**What you have to do**
Only lines with the word "want" belong in the answer; copy them from the records below.

**Records provided**
PR #5643, opened 2026-08-24
Fix `Random()` returning 1.0f & add `RandomPositive`

### LINKED ISSUE #5638: amrex::Random() can return exactly 1.0f in single precision (GPU), violating its documented [0,1) range; breaks 1-Random() 0-guards
### Summary

`amrex::Random()` is documented to return a uniform real in **`[0, 1)` — "0.0 included, 1.0 excluded"** (`Src/Base/AMReX_Random.H:19-20`). In **single precision on the GPU this contract is violated: `amrex::Random()` can return exactly `1.0f`.** As a direct consequence, the common `1 - amrex::Random()` idiom used to obtain a sqrt- and log-safe `(0, 1]` value **does not work in single precision** — it can still produce exactly `0`, so  `std::sqrt(1.0 - amrex::Random())` or `std::log(amrex::Random())` / `-std::log(...)` sampling can hit `log(0) = -inf`.

This is a refinement of the old #727 / #726: back then the GPU path was changed from `curand_uniform()` to `1.0f - curand_uniform()` to align it with the CPU's `[0, 1)`. That transform is correct in exact arithmetic, but float rounding makes both endpoints reachable in single precision.

### Where

```cpp
// Src/Base/AMReX_Random.H, Real Random (RandomEngine const&)
#ifdef BL_USE_FLOAT
    // GPU, single precision:
    return 1.0f - curand_uniform(random_engine.rand_state);   // L37 (HIP: L36)
#else
    // GPU, double precision:
    return 1.0  - curand_uniform_double(random_engine.rand_state);  // L44 (HIP: L43)
#endif
```
Host path (`Src/Base/AMReX_Random.cpp:133-137`): `std::uniform_real_distribution<Real>(0.0, 1.0)`.

### The bug (single precision, GPU)

`curand_uniform()` returns `(0, 1]` (0 excluded, 1 included). The intended mapping `1.0f - curand_uniform()` sends `(0, 1] → [0, 1)`. But in `float`:

1. **Top endpoint — contract violation.** The representable float just below `1.0f` is `1 - 2⁻²⁴`, so the round-to-nearest midpoint is `1 - 2⁻²⁵`. Whenever `curand_uniform() ≤ 2⁻²⁵`, `1.0f - curand_uniform()` **rounds to exactly `1.0f`** — i.e. `Random()` returns `1.0`, violating the documented "1.0 excluded". Probability ≈ `2⁻²⁵ ≈ 3×10⁻⁸` per draw. (Double precision: threshold `2⁻⁵⁴`, prob ≈ `5×10⁻¹⁷` — rare, but nonzero.)

2. **Bottom endpoint — log(0) footgun.** `curand_uniform()` deliberately **excludes 0** so that `-log(curand_uniform())` is always finite. The `1 - curand_uniform()` transform **reintroduces `0.0`** at the bottom (when `curand_uniform() == 1.0f`, prob ≈ `2⁻²⁴`), so `std::log(amrex::Random())` becomes `log(0) = -inf`. This bites AMReX's **own** `RandomGamma`, which does `std::log(u)` with `u = amrex::Random()` at `Src/Base/AMReX_Random.H:154`.

3. **`1 - amrex::Random()` is not a sufficient guard in single precision.** Downstream codes (e.g. WarpX `SampleGaussianFluxDistribution.H`) guard log-sampling with `1._rt - amrex::Random(engine); // ensures urand > 0`. Because of (1), when `curand_uniform()` is tiny, `amrex::Random()` is exactly `1.0f`, so `1 - amrex::Random() == 1.0f - 1.0f == 0.0f` — back to `log(0)`. This is **not** a fast-math artifact: `amrex::Random()` is a materialized value (the `curand` result is opaque to the compiler), so `1 - (1 - c)` cannot be reassociated back to `c`; it reproduces under both IEEE and `--use_fast_math`.

### Minimal reproduction (the float arithmetic)

```c
#include <stdio.h>
float amrex_random(float curand){ volatile float r = 1.0f - curand; return r; } // materialized, like the real path
int main(){
    for (float c : (float[]){0x1p-24f, 0x1p-25f, 0x1p-26f, 0x1p-32f}) {
        float R = amrex_random(c);              // = amrex::Random()  when curand_uniform()==c
        printf("curand=%.3e  Random=%.9g  1-Random=%.9g\n", c, R, 1.0f - R);
    }
}
// curand=5.96e-08 (2^-24)  Random=1            1-Random=0   <-- Random() == 1.0f (contract violation) AND 1-Random == 0
// curand=2.98e-08 (2^-25)  Random=1            1-Random=0
// ...  identical under `-O2` and `-O2 -ffast-math`
```

### End-to-end symptom (real-world hit)

Found via cross-code benchmarking. In ImpactX single precision on GPU, Box-Muller beam sampling does `std::sqrt(-2 * std::log(u1))` with `u1 = amrex::Random()`. A single `log(0) = -inf` yields a `±inf` particle coordinate; ImpactX fits its dynamically-sized space-charge mesh to the particle min/max, so one `inf` particle collapses the domain to `[-inf, +inf]` and aborts inside `Geometry::computeRoundoffDomain()` **before any tracking**. It is single-precision-only and N-dependent (near-certain by `N ≳ 10⁶`, matching the ~`10⁻⁸` per-draw probabilities above); double precision never triggers in practice. Notably, switching to the `1 - amrex::Random()` guard did **not** fix it (see point 3); an explicit clamp did.

### Possible remedies (for discussion)

Any of, in rough order of preference:
- **Guarantee the documented `[0, 1)` in single precision**, e.g. `amrex::min(1.0f - curand_uniform(...), 1.0f - 2⁻²⁴f)` (or a `nextafter`-style clamp of the top endpoint), so `Random()` is never `1.0f`.
- **Offer/keep a log-safe `(0, 1]` generator** for the `-log(Random())` use case (curand's native interval already provides this — the `1 -` flip is what discards it), and use it inside `RandomGamma`.
- **At minimum, document** that `amrex::Random()` can return exactly `0.0`, and (in single precision) exactly `1.0f`, so consumers of `std::log(Random())` must clamp — and that `1 - amrex::Random()` is *not* a sufficient guard in single precision.

### References

- Related: #727 / #726 (origin of the current `1 - curand_uniform` form; CPU/GPU interval alignment).
- AMReX self-exposure: `Src/Base/AMReX_Random.H:154` (`RandomGamma` → `std::log(amrex::Random())`).
- Downstream mitigation (clamp): ImpactX PR BLAST-ImpactX/impactx#1627.

ax3l:
Fixes #5638.

**What was achieved.** `amrex::Random()` is documented as `[0,1)` but could return exactly `1.0` — on CUDA/HIP because `1 - curand_uniform()` rounds back up for a tiny draw (~3e-8 per call in single precision), and on the host because `std::uniform_real_distribution` is permitted to reach its upper bound (LWG 2524). Both endpoints are now obtained by **relocating a single endpoint of the underlying generator rather than by arithmetic**, which is exact by construction and cheaper. Adds **`amrex::RandomPositive()`**, a uniform real in `(0,1]`, for samplers singular at zero (`-log(u)`, `pow(u,-a)`, Box-Muller) — user code previously wrote `1 - amrex::Random()`, which is *not* a valid guard since it evaluates to exactly `0.0` in single precision. `RandomGamma` now uses it; both are documented in a new "Random Numbers" section of the user's guide.

**What was tested.** New `Tests/Base/Random` in CTest: a deterministic maximal-URBG case (the endpoints are far too rare to sample), the endpoint behaviour of the interval conversions, interval assertions through the `RandomEngine` overloads, and `RandomGamma` finiteness — validated by breaking a guard on purpose to confirm it fails. Passes on CPU (9/9, Small) and single-precision CUDA. On an A2000 the original bug reproduces at **109 violations in 3.9e9 draws** (predicted ~118) and goes to **0**; chi-square over 1024 bins is clean for both generators (z = +0.28 and −0.00). Both precision branches compile clean under IEEE and `--use_fast_math -ftz=true`.

A third commit pins the **MSVC minimum to 19.44 (VS 2022 17.14)**, up from an untested 19.34 — see the details block.

**Does it break user interfaces?** The API is purely additive — one new function, no signature or default changed. **`Random()` does return different values on GPU for a given engine state**, because the interval conversion is no longer `1 - c`, so GPU results and any checksums taken from them will shift. This is not a distribution change: `P(== 0)` is unchanged and chi-square is indistinguishable. CPU streams are unaffected.

<details>
<summary>Details, corner cases, and rejected ideas</summary>

### The clamp constant

Used on the host and SYCL paths, where the native interval is already `[0,1)` and only the vendor defect needs guarding. It is `1 - eps/2`, exactly `std::nextafter(Real(1), Real(0))` in both precisions (verified for `float` and `double`, with and without `-ffast-math`). Being `constexpr`, it works in device code where `std::nextafter` is unavailable — so neither workaround discussed in #5638 is needed: not `1 - epsilon` (2 ULPs below one, needlessly discarding a representable value), and not a host-computed value stashed in `RandomEngine`. Incidentally, libstdc++ already clamps a maximal URBG to exactly this value.

### Safety under all math modes

Both guarantees hold however AMReX is built, because no path performs arithmetic on the draw: every interval is established by a **comparison**, so there is nothing to reassociate, contract or flush. `almost_one` is exactly representable, so constant folding is stable, and the smallest value `RandomPositive()` can return is a **normal** number in both precisions. Verified: all GPU results are byte-identical under `-O3` and `--use_fast_math -ftz=true`.

### Does any of this perturb uniformity?

No. In every case only a single endpoint value is affected and every other value passes through bit-for-bit unchanged, so the distribution restricted to the documented interval is untouched.

- **The GPU remap** relocates `2^-25` of mass from `1.0`, which was never in contract, to `0.0` — which is exactly where the old `1 - c` form put it too, so `P(Random() == 0)` is unchanged at ~`2^-25` (measured: 3.75e-08 over 4e8 draws).
- **The host/SYCL clamp** moves `2^-25` of mass by one ULP, bounding any moment shift by `2^-49` (~2e-15).
- **`RandomPositive`** performs no relocation at all on CUDA/HIP, and on host/SYCL moves `P(u == 0)` onto `1.0` (measured `P(RandomPositive() == 1)` = 2.5e-08).

Measured chi-square over 1024 bins at 4e8 draws in single precision on GPU: `Random()` z = +0.28, `RandomPositive()` z = −0.00. The engine stream is untouched in all cases — no extra draws are consumed and engine state is not altered.

One corner case on the record: under the GPU remap the atom at exactly `0.0` sits next to the generator's fine `~2^-32` grid, so zero is locally overweighted relative to its immediate neighbours, where under `1 - c` the grid near zero was a uniform `2^-24`. `P(== 0)` is identical either way and this is invisible at any binning coarser than ULP scale, but it is the one respect in which the remap's distribution is less locally regular.

### Why the interval conversion is an endpoint remap, not `1 - c`

`(c == 1) ? 0 : c` converts `(0,1]` to `[0,1)` exactly, because the two intervals differ in precisely one endpoint. Subtracting from one also converts the interval, but not exactly, and costs more:

- for a draw below half an ULP of one, `1 - draw` rounds back up to `1.0` — the bug;
- `1 - draw` is exact by Sterbenz above `0.5`, which collapses every returned value below `0.5` onto a `2^-24` grid. So the old form could not return anything between `0` and `2^-24`, discarding roughly nine bits for small values. The remap keeps the generator's own `~2^-33` floor (measured: smallest positive `5.8e-10` vs `6.0e-08`).
- it is one comparison instead of a subtract plus a guard.

Measured over 3.93e9 draws, the two are statistically indistinguishable (chi-square 1089.6 vs 1089.2) and have identical `P(== 0)`, so the resolution and cost are gained for nothing. The cost is that every GPU draw changes value, which is called out above.

An endpoint-only variant that keeps the flip — `v = 1 - c; return (v == 1) ? 0 : v;` — would have preserved GPU streams (differing in only 111 draws in 3.9e9), but it **doubles** `P(Random() == 0)` (5.59e-08 vs 2.77e-08), and zero is the endpoint that makes `std::log(u)` infinite. That is also why the host and SYCL paths, which need only a defect guard rather than an interval conversion, *clamp* instead of relocating: clamping does not raise the probability of returning zero. Full analysis with measurements in [this comment](https://github.com/AMReX-Codes/amrex/pull/5643#issuecomment-5414475212).

### Why not just `amrex::RandomNormal` for the Box-Muller case?

For a plain normal deviate, yes — the guide's distribution table lists it directly below, and the doxygen carries a `\see`. Not a coincidence that it is unaffected: `curand_uniform` excludes zero *precisely because* curand's own normal generator needs `log(u)`; the `1 - c` flip discarded exactly the property the vendor put there on purpose. Hand-written Box-Muller still earns its place when the **radial variable itself** is needed — a radially truncated Gaussian (rejection on `RandomNormal` would be an unbounded loop with divergent warps, variable draw counts, and a *square* rather than *circular* cut), or an isotropic direction from a normalized vector of deviates.

### Pinning the MSVC minimum (third commit)

The declared floor was MSVC 19.34 (VS 2022 17.4, Nov 2022), but nothing exercises it. Since AMReX requires C++20, the Windows toolchains it is actually built with are much newer:

- **CI**: the `windows-2022` and `windows-latest` images currently provide **MSVC 19.44.35228** and **19.51.36252**. So 19.44 is the oldest MSVC any test has ever run against.
- **conda-forge**: the `amrex` feedstock, and the downstream `warpx` and `impactx` feedstocks, all build Windows with the `vs2022` compiler package (`c_stdlib: vs`, no lower pin), so distributed binaries are not built with anything older either.

Raised to 19.44 in `CMakeLists.txt` and `BuildingAMReX_Chapter.rst` so the claim matches what is verified. Note this is a **policy change**, not a consequence of the RNG work — happy to split it out or pick a different number. The natural alternative is **19.42 (VS 17.12)**, the first release containing the `generate_canonical` fix — less aggressive, though still untested. Note the tested floor is a moving target: `windows-2022` is on its final servicing baseline and `windows-latest` has already moved to VS 2026, so this number will need revisiting when that image retires.

This also corrected the framing of the host clamp. An earlier revision justified it by "MSVC 19.34 is defective and is supported"; with the floor at 19.44 every supported standard library clamps already. The clamp stays, but for the accurate reason: **the C++20 wording itself does not guarantee the bound** (LWG 2524; MSVC only conformed once it implemented P0952R2 in VS 2022 17.12 = MSVC 19.42, so the whole of the old 19.34–19.41 window is affected and none of the new one is). The interval should be a property of AMReX, not of whichever standard library is in use.

### Known limitations

- The deterministic test pins the *guard* rather than `Random()` itself, because there is no URBG injection point; it catches a regression in the guard or its constant, but the call-site coverage remains statistical. A seam for injecting an engine would fix that — out of scope here, happy to add.
- `Random()`'s interval is a guarantee about the returned value, not about expressions computed from it: `problo + Random()*dx` can still round onto the upper cell face (verified in both precisions). Noted in the guide.
- `FillRandom` remains backend-dependent. Its CPU path is now clamped (free — already looping), but the GPU paths forward to vendor *bulk* generators where a guarantee needs a full extra pass over the array. Documented accurately rather than papered over.
- Naming is bikesheddable: `RandomPositive` fits the `Random*` prefix, `RandomNonZero` reads more literally.
- A `(0,1)` variant excluding *both* endpoints would additionally serve logistic/Cauchy inversion, at the cost of a clamp on every backend. Left out.

### Downstream

ImpactX BLAST-ImpactX/impactx#1627 can drop its `amrex::max(u1, numeric_limits::min())` clamps in favour of `RandomPositive`; WarpX has four sites that want it (`SampleGaussianFluxDistribution.H:49`, `InjectorMomentum.H:320,322`, `DefaultInitialization.H:71`).

</details>

## To Do

- [x] draft 🤖 Generated with [Claude Code](https://claude.com/claude-code)
- [x] self-review
- [x] LLM-based review
- [x] final self-review

### DIFF
--- a/CMakeLists.txt
+++ b/CMakeLists.txt
@@ -131,7 +131,7 @@ endif ()
 set_mininum_compiler_version(CXX GNU 11.0)
 set_mininum_compiler_version(CXX Clang 14.0)
 set_mininum_compiler_version(CXX AppleClang 14.0)
-set_mininum_compiler_version(CXX MSVC 19.34)
+set_mininum_compiler_version(CXX MSVC 19.44)
 
 #
 # Set CMAKE_<LANG>_FLAGS_<CONFIG> if not already defined
--- a/Docs/sphinx_documentation/source/Basics.rst
+++ b/Docs/sphinx_documentation/source/Basics.rst
@@ -3412,6 +3412,126 @@ The downside of this is we have to use :fortran:`pointer` instead of
 pass the Fortran pointer to a procedure with explicit array argument
 to get rid of the pointerness completely.
 
+.. _sec:basics:random:
+
+Random Numbers
+==============
+
+AMReX provides a set of pseudo-random number generators.  Most come in two
+overloads: one that takes no arguments, for use on the host, and one that takes
+a :cpp:`RandomEngine` and can be called from inside a GPU kernel.  The engine is
+supplied by :cpp:`ParallelForRNG`, the random-number variant of
+:cpp:`ParallelFor`:
+
+.. highlight:: c++
+
+::
+
+    amrex::ParallelForRNG(N,
+    [=] AMREX_GPU_DEVICE (int i, amrex::RandomEngine const& engine) noexcept
+    {
+        p[i] = amrex::Random(engine);
+    });
+
+The generators are thread safe.  With OpenMP, each thread draws from its own
+independent generator.  The seed can be set with
+:cpp:`amrex::ResetRandomSeed(cpu_seed, gpu_seed)`.
+
+The uniform generators and their intervals
+------------------------------------------
+
+There are two uniform generators on the unit interval, and which one you want
+depends on what you do with the result:
+
+.. table::
+   :align: center
+
+   +----------------------------------+------------+-----------------------------------------+
+   | Function                         | Interval   | Use for                                 |
+   +==================================+============+=========================================+
+   | :cpp:`amrex::Random()`           | ``[0,1)``  | indices, positions within a cell,       |
+   |                                  |            | rejection tests                         |
+   +----------------------------------+------------+-----------------------------------------+
+   | :cpp:`amrex::RandomPositive()`   | ``(0,1]``  | anything singular at zero:              |
+   |                                  |            | ``log(u)``, ``1/u``, ``pow(u,-a)``      |
+   +----------------------------------+------------+-----------------------------------------+
+
+Both endpoints matter in practice, and each generator excludes the one that is
+dangerous for its intended use.
+
+:cpp:`amrex::Random` excludes the upper endpoint, so that
+:cpp:`int(N*amrex::Random())` is always a valid index into an array of length
+``N`` -- the product cannot round up to ``N``.  It *includes* zero.
+
+Note that the guarantee is on the value :cpp:`amrex::Random` returns, not on
+whatever is computed from it.  Arithmetic downstream can still round onto a
+boundary: :cpp:`problo + amrex::Random()*dx` may evaluate to exactly the upper
+face of the cell, since the rounded sum can land there even though the draw is
+strictly below one.  Code that needs a coordinate strictly inside the cell must
+guard the final value, not just the draw.
+
+:cpp:`amrex::RandomPositive` excludes the lower endpoint, so that the result can
+be passed straight to a function that is singular at zero:
+
+.. highlight:: c++
+
+::
+
+    // exponential distribution with mean tau
+    amrex::Real const t = -tau * std::log(amrex::RandomPositive(engine));
+
+    // power law with exponent -a
+    amrex::Real const x = std::pow(amrex::RandomPositive(engine), -a);
+
+There is no accuracy or performance penalty for picking the interval that fits
+the use case: whichever one you ask for is obtained from the underlying
+generator by relocating at most a single endpoint, never by arithmetic.  Both
+guarantees therefore hold in single and double precision, and under every
+floating-point mode AMReX may be built with, including ``-ffast-math`` /
+``--use_fast_math`` and flush-to-zero.
+
+.. warning::
+
+   Do **not** write :cpp:`1 - amrex::Random()` to obtain a non-zero value; draw
+   from :cpp:`amrex::RandomPositive` instead.  The two are not equivalent: the
+   subtraction costs an arithmetic operation and discards resolution, since it
+   is exact only above ``0.5`` and collapses smaller values onto a coarse
+   grid.
+
+Other distributions
+-------------------
+
+.. table::
+   :align: center
+
+   +--------------------------------------------------+------------------------------------------+
+   | Function                                         | Distribution                             |
+   +==================================================+==========================================+
+   | :cpp:`amrex::RandomNormal(mean, stddev)`         | normal                                   |
+   +--------------------------------------------------+------------------------------------------+
+   | :cpp:`amrex::RandomPoisson(lambda)`              | Poisson                                  |
+   +--------------------------------------------------+------------------------------------------+
+   | :cpp:`amrex::RandomGamma(alpha, beta)`           | Gamma                                    |
+   +--------------------------------------------------+------------------------------------------+
+   | :cpp:`amrex::Random_int(n)`                      | uniform integer on ``[0,n-1]``           |
+   +--------------------------------------------------+------------------------------------------+
+   | :cpp:`amrex::Random_long(n)`                     | uniform long on ``[0,n-1]``, host only   |
+   +--------------------------------------------------+------------------------------------------+
+
+To fill an array rather than draw one value at a time, use
+:cpp:`amrex::FillRandom(p, N)` for the uniform distribution and
+:cpp:`amrex::FillRandomNormal(p, N, mean, stddev)` for the normal distribution.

**Written response**
ImpactX BLAST-ImpactX/impactx#1627 can drop its `amrex::max(u1, numeric_limits::min())` clamps in favour of `RandomPositive`; WarpX has four sites that want it (`SampleGaussianFluxDistribution.H:49`, `InjectorMomentum.H:320,322`, `DefaultInitialization.H:71`).
+There are two uniform generators on the unit interval, and which one you want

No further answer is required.